→ **Work to be completed**: Go through the records below and show every line with the string "bindingType".

.....

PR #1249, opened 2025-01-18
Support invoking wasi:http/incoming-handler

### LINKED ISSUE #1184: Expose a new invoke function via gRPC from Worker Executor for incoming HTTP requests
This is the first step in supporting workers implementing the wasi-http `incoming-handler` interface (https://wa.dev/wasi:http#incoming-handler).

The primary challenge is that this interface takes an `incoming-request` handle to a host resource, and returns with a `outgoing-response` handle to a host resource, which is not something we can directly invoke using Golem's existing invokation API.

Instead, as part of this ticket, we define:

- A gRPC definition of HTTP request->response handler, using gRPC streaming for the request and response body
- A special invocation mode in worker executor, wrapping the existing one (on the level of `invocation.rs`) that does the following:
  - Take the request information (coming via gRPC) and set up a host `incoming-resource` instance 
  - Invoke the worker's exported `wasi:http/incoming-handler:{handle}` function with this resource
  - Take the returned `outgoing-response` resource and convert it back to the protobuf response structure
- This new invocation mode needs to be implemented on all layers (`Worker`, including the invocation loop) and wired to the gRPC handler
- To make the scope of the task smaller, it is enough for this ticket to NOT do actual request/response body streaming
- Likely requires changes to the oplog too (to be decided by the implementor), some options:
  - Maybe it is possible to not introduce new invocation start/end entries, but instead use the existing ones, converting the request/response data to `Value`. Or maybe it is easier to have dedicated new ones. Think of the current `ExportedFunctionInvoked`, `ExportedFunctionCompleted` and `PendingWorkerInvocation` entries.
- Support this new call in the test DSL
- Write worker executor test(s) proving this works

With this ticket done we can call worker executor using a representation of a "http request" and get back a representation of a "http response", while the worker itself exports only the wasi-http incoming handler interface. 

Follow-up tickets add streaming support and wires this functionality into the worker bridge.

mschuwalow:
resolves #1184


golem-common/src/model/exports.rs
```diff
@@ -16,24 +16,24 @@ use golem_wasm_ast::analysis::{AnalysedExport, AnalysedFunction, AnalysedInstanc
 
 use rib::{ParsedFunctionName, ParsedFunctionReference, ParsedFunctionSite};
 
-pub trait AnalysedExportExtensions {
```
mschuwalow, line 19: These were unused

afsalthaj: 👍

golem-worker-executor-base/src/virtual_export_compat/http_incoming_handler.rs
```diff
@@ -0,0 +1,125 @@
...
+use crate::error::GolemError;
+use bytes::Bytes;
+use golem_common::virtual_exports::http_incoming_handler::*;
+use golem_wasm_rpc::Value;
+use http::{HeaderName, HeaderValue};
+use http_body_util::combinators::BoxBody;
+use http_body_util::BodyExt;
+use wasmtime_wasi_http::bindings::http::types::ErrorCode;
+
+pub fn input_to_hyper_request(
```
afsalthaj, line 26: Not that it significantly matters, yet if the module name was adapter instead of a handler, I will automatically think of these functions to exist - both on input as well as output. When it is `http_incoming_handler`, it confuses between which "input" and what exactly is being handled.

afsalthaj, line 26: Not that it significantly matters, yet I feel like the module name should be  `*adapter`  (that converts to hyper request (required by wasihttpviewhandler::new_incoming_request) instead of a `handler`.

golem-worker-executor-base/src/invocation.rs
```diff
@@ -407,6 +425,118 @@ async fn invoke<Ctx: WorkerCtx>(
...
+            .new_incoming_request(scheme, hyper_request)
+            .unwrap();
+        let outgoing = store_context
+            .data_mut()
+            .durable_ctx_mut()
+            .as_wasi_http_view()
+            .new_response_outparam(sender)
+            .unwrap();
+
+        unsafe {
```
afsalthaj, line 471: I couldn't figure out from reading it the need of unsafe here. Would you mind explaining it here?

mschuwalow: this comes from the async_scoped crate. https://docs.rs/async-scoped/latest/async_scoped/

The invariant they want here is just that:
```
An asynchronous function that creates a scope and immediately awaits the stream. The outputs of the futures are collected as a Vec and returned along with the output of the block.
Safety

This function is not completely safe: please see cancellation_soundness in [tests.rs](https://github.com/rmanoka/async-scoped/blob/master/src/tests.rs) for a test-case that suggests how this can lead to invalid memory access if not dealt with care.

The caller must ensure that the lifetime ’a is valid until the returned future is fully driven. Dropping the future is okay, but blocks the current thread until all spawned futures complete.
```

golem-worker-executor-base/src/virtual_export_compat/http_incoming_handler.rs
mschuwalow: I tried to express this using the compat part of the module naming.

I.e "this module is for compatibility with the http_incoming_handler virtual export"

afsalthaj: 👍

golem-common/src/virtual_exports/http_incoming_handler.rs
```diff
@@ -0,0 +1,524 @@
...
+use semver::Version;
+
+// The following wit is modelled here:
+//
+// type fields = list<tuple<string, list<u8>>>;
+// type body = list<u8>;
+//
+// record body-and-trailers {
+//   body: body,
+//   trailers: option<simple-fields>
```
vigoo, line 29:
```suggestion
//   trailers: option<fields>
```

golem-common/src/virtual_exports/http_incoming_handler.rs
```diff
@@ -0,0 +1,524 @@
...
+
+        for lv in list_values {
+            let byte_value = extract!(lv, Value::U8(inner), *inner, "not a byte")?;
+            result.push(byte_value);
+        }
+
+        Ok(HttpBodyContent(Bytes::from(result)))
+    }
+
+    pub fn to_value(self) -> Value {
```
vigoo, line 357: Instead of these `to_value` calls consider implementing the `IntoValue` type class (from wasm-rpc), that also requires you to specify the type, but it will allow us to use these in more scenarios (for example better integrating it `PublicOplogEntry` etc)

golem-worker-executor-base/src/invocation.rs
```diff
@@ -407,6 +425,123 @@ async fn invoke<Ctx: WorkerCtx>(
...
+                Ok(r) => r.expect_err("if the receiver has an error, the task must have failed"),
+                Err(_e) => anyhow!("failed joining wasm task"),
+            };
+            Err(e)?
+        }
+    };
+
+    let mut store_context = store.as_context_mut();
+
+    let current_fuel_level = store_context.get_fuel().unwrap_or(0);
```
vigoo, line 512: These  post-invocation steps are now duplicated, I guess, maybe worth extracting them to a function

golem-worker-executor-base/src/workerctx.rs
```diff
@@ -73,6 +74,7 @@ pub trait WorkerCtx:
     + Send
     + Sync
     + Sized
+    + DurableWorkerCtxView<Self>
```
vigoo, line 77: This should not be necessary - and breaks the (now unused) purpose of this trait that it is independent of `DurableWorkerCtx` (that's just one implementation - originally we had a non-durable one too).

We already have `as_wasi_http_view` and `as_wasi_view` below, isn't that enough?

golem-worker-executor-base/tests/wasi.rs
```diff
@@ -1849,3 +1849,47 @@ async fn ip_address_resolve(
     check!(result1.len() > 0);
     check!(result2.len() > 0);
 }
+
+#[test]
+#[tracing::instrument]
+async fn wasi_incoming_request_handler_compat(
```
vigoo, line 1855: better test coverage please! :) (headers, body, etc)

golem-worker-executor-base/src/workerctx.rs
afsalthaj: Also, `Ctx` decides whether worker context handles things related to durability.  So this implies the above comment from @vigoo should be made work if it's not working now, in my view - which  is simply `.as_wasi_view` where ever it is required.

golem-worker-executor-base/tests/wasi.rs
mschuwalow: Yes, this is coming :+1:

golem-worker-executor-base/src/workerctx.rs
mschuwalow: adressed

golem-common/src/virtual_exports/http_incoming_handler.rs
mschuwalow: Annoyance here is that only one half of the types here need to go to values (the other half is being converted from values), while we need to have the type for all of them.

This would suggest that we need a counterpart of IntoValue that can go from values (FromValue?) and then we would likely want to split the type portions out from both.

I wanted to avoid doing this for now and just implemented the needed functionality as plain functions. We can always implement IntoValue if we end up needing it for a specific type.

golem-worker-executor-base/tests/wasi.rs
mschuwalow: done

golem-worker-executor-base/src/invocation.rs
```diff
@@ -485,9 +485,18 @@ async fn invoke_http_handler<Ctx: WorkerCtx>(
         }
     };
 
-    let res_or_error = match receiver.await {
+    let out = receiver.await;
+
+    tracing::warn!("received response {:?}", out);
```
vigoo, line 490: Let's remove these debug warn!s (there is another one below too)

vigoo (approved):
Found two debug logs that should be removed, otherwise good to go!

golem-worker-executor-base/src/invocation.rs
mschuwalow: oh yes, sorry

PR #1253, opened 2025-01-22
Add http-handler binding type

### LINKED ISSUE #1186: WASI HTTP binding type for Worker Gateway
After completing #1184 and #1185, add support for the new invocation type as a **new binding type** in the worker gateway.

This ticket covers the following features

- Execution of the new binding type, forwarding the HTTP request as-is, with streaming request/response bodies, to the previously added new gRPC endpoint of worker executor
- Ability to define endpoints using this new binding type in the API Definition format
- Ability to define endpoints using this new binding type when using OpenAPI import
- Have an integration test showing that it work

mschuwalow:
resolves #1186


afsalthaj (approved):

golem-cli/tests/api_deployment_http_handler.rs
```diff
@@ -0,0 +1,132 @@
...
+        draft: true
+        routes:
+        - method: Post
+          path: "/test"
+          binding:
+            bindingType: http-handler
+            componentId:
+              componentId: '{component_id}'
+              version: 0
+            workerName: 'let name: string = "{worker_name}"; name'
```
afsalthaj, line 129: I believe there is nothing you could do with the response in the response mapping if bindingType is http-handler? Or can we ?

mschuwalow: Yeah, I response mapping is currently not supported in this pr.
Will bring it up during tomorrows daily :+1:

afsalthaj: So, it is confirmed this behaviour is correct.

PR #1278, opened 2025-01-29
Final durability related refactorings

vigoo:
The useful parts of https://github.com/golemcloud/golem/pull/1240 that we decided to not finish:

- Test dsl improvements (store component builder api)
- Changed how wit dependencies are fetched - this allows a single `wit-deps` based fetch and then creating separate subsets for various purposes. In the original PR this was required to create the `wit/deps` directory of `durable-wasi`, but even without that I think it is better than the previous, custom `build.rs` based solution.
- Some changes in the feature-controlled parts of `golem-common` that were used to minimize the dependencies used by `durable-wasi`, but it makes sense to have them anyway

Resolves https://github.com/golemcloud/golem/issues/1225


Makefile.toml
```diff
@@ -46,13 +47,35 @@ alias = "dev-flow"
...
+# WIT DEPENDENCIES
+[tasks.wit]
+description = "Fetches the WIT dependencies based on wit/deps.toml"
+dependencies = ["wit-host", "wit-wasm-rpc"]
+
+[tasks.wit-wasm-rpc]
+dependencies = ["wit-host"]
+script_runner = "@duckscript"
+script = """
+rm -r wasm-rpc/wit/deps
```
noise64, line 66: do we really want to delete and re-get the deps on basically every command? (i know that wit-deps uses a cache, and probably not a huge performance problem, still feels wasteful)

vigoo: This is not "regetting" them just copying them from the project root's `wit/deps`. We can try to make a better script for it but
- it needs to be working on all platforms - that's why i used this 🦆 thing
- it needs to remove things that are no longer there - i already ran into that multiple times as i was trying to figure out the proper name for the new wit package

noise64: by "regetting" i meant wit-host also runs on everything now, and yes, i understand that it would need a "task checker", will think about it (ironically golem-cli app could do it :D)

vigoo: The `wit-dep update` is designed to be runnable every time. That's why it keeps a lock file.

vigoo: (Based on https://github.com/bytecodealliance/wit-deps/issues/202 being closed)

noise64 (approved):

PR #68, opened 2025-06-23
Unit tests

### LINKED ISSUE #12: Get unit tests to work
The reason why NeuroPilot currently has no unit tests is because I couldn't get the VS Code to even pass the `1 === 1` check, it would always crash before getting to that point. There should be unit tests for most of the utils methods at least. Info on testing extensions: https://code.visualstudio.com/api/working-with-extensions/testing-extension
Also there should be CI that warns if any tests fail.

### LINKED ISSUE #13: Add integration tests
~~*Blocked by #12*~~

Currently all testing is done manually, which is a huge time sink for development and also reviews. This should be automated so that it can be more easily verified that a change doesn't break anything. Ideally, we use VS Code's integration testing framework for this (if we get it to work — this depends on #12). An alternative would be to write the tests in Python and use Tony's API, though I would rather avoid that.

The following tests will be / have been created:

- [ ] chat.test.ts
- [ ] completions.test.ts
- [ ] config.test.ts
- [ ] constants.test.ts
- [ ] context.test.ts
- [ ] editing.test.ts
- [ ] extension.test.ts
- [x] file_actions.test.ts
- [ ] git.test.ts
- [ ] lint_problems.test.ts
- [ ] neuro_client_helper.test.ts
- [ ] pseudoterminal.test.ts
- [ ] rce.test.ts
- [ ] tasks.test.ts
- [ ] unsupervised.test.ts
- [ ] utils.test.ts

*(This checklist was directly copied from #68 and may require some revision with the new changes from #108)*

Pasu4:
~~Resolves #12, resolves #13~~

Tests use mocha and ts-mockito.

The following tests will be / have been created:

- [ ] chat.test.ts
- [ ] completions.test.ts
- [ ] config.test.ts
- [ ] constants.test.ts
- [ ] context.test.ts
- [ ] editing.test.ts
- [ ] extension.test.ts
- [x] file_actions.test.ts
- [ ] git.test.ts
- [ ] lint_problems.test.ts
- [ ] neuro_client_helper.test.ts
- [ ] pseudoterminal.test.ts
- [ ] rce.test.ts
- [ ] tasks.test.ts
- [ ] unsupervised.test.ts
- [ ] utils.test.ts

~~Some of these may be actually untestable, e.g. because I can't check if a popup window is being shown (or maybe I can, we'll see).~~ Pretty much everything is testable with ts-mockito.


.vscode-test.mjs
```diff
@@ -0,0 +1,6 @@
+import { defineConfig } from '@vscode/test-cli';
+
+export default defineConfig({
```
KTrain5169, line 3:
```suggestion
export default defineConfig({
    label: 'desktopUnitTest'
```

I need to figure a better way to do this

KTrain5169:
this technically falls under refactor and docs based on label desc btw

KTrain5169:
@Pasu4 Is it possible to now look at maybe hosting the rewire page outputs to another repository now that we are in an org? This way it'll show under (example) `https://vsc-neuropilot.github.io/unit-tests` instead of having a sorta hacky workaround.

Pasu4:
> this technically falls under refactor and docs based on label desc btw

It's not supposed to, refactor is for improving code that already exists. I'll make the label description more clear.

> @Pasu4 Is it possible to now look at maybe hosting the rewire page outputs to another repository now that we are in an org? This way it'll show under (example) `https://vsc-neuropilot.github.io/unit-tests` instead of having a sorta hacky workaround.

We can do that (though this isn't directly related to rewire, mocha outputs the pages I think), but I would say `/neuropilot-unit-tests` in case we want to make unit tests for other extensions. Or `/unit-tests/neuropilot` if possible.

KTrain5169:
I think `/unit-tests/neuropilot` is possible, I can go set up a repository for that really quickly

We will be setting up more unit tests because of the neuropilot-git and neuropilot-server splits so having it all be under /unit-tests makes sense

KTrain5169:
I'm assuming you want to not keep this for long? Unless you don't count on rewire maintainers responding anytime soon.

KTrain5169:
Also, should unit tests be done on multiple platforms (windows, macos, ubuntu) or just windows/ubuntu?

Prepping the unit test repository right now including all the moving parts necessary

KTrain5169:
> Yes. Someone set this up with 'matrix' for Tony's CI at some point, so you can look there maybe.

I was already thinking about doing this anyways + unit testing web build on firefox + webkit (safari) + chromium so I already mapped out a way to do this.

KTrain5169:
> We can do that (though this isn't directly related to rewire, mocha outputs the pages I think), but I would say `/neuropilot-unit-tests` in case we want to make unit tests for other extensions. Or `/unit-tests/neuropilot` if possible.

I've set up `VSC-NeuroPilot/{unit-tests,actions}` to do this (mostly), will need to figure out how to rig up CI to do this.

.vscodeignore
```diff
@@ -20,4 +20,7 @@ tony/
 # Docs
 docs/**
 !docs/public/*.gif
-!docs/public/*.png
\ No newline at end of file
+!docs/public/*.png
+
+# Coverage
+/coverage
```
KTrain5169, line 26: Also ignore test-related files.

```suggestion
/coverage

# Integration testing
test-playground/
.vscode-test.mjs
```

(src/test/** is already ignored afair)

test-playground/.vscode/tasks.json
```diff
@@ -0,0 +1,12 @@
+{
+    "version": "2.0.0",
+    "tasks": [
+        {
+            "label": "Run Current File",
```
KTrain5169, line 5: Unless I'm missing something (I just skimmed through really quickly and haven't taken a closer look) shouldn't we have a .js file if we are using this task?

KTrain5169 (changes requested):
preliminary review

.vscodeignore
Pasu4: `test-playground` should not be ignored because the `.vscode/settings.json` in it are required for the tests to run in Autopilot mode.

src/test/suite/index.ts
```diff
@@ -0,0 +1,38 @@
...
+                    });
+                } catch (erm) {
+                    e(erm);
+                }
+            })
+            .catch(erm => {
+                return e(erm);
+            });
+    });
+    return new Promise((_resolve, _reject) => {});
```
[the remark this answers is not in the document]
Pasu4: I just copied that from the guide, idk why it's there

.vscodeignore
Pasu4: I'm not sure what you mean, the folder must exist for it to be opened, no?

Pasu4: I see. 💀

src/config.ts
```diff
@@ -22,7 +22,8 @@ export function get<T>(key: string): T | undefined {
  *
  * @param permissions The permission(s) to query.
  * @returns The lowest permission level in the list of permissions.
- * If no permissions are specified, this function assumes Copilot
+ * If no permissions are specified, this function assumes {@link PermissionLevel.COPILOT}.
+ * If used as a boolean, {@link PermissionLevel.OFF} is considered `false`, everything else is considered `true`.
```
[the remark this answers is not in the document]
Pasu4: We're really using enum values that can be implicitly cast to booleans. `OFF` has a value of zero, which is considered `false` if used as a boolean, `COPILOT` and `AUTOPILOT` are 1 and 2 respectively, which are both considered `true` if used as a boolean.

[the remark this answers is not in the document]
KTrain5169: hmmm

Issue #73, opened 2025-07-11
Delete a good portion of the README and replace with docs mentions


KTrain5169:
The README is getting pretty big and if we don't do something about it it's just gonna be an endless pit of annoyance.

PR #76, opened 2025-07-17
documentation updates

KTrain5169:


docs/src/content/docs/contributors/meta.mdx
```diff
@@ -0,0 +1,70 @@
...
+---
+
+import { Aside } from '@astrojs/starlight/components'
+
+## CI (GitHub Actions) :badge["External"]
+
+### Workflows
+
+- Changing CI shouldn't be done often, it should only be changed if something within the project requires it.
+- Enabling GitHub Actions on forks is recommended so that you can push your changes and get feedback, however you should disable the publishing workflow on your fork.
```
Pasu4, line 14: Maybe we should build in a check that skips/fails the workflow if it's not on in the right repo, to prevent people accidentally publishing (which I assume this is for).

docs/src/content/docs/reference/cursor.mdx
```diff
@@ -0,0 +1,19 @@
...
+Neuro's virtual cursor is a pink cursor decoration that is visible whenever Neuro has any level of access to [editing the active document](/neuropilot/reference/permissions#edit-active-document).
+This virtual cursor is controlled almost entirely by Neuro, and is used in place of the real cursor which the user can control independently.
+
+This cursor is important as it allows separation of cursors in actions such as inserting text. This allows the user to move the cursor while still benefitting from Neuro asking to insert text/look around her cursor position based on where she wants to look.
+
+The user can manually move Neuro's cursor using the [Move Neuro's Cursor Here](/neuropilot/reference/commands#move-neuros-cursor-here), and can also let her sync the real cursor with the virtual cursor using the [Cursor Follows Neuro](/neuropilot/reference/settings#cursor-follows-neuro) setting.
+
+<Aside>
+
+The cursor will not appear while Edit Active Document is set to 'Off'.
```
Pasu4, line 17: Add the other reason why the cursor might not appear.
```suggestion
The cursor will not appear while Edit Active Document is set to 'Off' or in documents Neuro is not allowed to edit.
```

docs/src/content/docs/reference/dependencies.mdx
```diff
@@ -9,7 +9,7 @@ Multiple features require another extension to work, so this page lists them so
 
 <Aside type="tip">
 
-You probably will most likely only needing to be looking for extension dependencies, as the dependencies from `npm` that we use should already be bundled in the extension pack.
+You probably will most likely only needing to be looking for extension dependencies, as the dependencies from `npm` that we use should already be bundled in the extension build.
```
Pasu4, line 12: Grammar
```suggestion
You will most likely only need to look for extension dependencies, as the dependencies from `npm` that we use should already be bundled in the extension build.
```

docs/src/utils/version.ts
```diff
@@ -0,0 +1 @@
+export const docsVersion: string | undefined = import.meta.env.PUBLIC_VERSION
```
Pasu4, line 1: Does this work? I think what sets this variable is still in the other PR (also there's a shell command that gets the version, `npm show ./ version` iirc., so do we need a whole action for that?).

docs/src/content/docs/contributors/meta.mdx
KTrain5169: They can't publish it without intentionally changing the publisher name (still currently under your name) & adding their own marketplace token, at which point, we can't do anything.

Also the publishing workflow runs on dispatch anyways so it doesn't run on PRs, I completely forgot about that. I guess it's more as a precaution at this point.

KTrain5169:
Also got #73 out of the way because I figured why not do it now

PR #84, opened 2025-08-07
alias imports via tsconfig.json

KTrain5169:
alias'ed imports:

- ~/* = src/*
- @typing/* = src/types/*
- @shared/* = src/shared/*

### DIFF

.....

→ **The answer**:
+            bindingType: http-handler
afsalthaj, line 129: I believe there is nothing you could do with the response in the response mapping if bindingType is http-handler? Or can we ?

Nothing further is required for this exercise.